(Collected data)

◇ ◇ ◇ ◇ ◇

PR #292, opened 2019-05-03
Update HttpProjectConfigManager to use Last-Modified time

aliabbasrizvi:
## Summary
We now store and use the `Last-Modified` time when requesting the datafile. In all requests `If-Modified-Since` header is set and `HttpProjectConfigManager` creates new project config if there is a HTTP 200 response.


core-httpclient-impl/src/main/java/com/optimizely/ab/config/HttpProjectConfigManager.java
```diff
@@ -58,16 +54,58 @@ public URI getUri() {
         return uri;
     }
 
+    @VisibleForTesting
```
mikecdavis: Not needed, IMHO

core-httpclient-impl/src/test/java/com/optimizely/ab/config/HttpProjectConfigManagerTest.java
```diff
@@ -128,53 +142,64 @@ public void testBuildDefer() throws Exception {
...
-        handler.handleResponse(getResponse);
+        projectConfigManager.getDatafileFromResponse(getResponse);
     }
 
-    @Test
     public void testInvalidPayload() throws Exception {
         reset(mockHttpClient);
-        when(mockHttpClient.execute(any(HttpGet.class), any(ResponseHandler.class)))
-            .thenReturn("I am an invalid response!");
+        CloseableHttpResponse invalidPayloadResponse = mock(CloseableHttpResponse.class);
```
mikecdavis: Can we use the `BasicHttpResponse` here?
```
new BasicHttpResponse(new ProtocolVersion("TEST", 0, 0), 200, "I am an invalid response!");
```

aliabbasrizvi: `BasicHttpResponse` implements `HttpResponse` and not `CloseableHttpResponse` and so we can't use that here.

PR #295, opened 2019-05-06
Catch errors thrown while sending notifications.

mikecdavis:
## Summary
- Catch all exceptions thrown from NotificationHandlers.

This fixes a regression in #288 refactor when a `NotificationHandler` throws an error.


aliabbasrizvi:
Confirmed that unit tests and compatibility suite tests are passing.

◇ ◇ ◇ ◇ ◇

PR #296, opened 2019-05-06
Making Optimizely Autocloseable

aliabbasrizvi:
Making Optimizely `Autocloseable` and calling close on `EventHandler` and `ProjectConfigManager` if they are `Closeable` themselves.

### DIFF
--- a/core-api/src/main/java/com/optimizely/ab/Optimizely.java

◇ ◇ ◇ ◇ ◇

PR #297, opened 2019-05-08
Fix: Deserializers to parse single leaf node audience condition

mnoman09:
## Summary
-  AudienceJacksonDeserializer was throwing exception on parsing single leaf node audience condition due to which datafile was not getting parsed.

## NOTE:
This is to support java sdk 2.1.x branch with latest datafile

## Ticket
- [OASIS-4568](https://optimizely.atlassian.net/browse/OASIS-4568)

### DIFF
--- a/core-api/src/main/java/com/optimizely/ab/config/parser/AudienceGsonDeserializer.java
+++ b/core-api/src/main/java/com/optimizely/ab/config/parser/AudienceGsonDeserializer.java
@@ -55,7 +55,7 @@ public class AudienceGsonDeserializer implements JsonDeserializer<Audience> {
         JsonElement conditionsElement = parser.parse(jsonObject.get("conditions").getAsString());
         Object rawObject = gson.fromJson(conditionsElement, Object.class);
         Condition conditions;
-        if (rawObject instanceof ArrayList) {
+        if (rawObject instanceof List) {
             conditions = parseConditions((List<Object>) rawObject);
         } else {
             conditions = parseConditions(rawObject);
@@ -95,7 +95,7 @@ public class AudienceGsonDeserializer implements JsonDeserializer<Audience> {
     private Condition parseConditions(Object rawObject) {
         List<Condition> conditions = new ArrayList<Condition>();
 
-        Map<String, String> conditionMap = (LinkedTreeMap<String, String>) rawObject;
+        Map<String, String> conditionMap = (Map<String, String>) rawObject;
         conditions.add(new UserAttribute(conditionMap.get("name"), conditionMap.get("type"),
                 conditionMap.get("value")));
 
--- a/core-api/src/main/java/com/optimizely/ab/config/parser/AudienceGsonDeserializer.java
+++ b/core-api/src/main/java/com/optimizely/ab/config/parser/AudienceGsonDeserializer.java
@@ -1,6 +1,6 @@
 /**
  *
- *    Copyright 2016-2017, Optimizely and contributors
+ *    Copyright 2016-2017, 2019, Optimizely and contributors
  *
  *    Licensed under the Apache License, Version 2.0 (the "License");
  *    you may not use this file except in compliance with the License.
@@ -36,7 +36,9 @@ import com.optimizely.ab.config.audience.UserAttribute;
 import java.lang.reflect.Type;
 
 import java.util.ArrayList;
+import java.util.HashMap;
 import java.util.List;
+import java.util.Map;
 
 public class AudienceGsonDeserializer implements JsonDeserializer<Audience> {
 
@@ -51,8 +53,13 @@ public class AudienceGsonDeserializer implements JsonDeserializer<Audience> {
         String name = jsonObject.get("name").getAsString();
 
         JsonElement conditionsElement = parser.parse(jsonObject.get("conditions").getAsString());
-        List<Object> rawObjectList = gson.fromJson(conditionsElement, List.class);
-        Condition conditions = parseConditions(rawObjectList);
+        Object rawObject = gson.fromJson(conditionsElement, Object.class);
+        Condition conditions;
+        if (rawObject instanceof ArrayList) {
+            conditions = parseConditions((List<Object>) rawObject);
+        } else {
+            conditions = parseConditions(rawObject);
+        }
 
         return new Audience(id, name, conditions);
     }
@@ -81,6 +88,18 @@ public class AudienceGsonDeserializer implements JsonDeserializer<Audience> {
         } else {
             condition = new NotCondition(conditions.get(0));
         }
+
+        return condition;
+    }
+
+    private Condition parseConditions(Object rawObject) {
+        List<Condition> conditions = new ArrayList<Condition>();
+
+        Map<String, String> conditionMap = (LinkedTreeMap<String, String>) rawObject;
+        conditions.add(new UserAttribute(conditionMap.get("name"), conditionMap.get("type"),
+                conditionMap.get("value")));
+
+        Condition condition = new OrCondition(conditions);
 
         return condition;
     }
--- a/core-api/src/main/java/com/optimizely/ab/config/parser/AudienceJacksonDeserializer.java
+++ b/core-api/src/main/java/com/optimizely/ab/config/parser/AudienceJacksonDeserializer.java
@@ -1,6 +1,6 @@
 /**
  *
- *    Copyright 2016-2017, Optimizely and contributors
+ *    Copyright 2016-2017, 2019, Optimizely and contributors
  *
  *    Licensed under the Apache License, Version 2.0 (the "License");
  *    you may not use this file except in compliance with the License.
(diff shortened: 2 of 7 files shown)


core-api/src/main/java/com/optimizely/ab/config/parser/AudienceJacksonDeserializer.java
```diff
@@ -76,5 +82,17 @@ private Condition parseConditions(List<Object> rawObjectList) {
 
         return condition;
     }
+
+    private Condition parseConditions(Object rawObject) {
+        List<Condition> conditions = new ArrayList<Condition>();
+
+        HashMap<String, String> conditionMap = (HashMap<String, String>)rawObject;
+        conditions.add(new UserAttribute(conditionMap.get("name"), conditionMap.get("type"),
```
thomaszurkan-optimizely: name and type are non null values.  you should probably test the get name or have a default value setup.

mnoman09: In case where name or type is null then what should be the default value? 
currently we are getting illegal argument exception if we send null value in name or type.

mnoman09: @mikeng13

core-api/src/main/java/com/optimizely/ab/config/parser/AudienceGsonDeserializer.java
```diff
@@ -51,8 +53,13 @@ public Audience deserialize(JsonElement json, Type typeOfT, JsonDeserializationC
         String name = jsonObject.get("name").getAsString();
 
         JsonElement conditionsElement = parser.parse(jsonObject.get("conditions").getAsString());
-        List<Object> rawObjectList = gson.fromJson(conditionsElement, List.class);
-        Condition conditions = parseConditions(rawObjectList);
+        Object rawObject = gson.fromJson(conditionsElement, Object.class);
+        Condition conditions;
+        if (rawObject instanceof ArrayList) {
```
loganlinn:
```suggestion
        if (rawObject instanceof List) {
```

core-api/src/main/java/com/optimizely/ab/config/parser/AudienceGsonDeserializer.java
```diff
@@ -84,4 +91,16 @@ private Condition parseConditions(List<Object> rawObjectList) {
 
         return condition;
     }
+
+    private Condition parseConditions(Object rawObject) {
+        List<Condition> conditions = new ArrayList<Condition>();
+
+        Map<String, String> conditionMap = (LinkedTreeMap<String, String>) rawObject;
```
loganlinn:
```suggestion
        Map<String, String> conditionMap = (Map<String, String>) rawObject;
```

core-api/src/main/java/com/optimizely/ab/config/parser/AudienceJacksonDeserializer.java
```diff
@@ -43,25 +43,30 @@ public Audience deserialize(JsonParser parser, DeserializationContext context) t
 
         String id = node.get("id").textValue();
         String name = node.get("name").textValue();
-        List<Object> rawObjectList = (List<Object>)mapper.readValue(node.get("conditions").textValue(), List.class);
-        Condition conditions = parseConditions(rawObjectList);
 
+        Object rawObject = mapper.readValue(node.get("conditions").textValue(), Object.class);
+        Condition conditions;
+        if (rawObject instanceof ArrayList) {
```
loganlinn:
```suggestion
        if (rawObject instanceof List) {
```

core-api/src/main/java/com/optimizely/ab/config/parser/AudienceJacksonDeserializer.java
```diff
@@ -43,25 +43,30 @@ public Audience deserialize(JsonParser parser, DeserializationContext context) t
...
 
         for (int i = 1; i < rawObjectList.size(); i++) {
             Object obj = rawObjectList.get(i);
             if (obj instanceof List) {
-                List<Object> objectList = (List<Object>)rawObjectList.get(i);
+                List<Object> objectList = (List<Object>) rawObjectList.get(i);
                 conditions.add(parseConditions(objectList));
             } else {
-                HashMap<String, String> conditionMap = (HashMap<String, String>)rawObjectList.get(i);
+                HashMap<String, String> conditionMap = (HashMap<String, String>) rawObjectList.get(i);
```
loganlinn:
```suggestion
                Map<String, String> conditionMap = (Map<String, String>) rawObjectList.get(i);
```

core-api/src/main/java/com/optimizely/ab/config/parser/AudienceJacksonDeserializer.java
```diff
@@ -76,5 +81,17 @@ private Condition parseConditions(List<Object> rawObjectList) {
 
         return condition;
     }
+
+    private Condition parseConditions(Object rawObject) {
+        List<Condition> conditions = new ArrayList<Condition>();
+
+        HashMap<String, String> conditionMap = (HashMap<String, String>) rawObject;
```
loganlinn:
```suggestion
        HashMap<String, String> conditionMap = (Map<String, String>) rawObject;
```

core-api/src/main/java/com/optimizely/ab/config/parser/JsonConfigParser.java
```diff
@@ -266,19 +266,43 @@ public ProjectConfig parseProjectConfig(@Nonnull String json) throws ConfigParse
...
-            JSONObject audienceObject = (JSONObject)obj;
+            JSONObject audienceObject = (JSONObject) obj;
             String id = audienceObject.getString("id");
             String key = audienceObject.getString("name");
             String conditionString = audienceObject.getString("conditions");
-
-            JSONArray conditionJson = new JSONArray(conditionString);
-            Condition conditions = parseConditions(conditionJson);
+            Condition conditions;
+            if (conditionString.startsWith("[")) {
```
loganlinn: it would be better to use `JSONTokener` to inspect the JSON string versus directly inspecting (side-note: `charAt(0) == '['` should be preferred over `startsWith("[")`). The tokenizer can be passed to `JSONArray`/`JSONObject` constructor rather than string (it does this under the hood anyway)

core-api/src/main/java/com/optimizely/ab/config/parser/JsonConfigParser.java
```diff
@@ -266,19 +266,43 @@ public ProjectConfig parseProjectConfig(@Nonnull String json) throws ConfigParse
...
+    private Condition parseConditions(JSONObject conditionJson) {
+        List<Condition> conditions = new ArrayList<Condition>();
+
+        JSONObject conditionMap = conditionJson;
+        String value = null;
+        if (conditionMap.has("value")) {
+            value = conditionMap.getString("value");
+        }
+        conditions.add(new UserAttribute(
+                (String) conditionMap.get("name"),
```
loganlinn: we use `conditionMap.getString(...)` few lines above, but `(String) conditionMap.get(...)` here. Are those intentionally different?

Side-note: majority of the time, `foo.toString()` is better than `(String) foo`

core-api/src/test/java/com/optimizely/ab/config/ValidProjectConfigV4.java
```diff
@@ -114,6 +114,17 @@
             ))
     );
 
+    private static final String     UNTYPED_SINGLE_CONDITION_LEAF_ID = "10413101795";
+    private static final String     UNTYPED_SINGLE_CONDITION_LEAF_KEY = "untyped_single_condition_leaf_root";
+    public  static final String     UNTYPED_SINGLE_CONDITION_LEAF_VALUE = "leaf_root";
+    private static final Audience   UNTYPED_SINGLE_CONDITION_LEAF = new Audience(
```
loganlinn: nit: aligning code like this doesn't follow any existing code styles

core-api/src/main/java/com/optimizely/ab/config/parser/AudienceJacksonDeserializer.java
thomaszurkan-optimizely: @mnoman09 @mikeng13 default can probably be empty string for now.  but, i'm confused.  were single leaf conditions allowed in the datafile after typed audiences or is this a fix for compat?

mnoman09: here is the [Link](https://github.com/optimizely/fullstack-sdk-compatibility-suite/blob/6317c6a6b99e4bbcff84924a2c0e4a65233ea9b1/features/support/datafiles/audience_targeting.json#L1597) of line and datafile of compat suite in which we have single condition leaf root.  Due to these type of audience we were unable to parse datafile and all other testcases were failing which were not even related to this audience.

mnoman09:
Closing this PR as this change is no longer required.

◇ ◇ ◇ ◇ ◇

— Exercise goal —
Gather up the lines containing the word "Last" from these records and copy them.

— Answer for the task —
Update HttpProjectConfigManager to use Last-Modified time
We now store and use the `Last-Modified` time when requesting the datafile. In all requests `If-Modified-Since` header is set and `HttpProjectConfigManager` creates new project config if there is a HTTP 200 response.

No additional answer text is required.